O'Neill Liam, Dexter Franklin, Zhang Nan
From the *Department of Health Management and Policy, School of Public Health, University of North Texas-Health Science Center, Fort Worth, Texas; †Division of Management Consulting, Department of Anesthesia, University of Iowa, Iowa City, Iowa; and ‡Department of Computer Science, George Washington University, Washington, DC.
Anesth Analg. 2016 Jun;122(6):2017-27. doi: 10.1213/ANE.0000000000001331.

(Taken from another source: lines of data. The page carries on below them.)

PR #148, opened 2017-07-05
[2.0] Rename filenames to match classnames

franticpsyx:
See https://github.com/Prospress/woocommerce-subscribe-all-the-things/pull/136#pullrequestreview-45871671

@thenbrent Changed file names instead of class names for back-compat.

I can see some odd 755 permissions, not sure where they came from. I have set git to ignore permissions for this repo, so files should have been 644. Maybe the repo in my office dev machine is not configured correctly? Will need to look into this when I get back.


franticpsyx:
Also I had a look at template names -- they are all `satt-xxx-options.php`.

Not sure if it's a good idea, but we could change those to `xxx-subscription-options.php`: `product-subscription-options`, `cart-item-subscription-options.php` and `cart-subscription-options.php`.

thenbrent:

In this article, we consider the privacy implications of posting data from small, randomized trials, observational studies, or case series in anesthesia from a few (e.g., 1-3) hospitals. Prior to publishing such data as supplemental digital content, the authors remove attributes that could be used to re-identify individuals, a process known as "anonymization." Posting health information that has been properly "de-identified" is assumed to pose no risks to patient privacy. Yet, computer scientists have demonstrated that this assumption is flawed. We consider various realistic scenarios of how the publication of such data could lead to breaches of patient privacy. Several examples of successful privacy attacks are reviewed, as well as the methods used. We survey the latest models and methods from computer science for protecting health information and their application to posting data from small anesthesia studies. To illustrate the vulnerability of such published data, we calculate the "population uniqueness" for patients undergoing one or more surgical procedures using data from the State of Texas. For a patient selected uniformly at random, the probability that an adversary could match this patient's record to a unique record in the state external database was 42.8% (SE < 0.1%). Despite the 42.8% being an unacceptably high level of risk, it underestimates the risk for patients from smaller states or provinces. We propose an editorial policy that greatly reduces the likelihood of a privacy breach, while supporting the goal of transparency of the research process.
在本文中,我们探讨了在几家(例如1 - 3家)医院发布麻醉领域小型随机试验、观察性研究或病例系列数据所涉及的隐私问题。在将此类数据作为补充数字内容发布之前,作者会去除那些可用于重新识别个体的属性,这一过程称为“匿名化”。发布经过适当“去识别化”的健康信息被认为不会对患者隐私构成风险。然而,计算机科学家已经证明这一假设存在缺陷。我们考虑了此类数据发布可能导致患者隐私泄露的各种现实场景。回顾了一些成功的隐私攻击案例以及所使用的方法。我们调查了计算机科学领域用于保护健康信息的最新模型和方法,以及它们在发布小型麻醉研究数据方面的应用。为了说明此类已发布数据的脆弱性,我们使用得克萨斯州的数据计算了接受一项或多项外科手术患者的“人群唯一性”。对于随机均匀选择的一名患者,对手能够将该患者的记录与该州外部数据库中的唯一记录匹配的概率为42.8%(标准误差<0.1%)。尽管42.8%是一个高得不可接受的风险水平,但它低估了来自较小州或省份患者的风险。我们提出了一项编辑政策,该政策在支持研究过程透明度目标的同时,极大地降低了隐私泄露的可能性。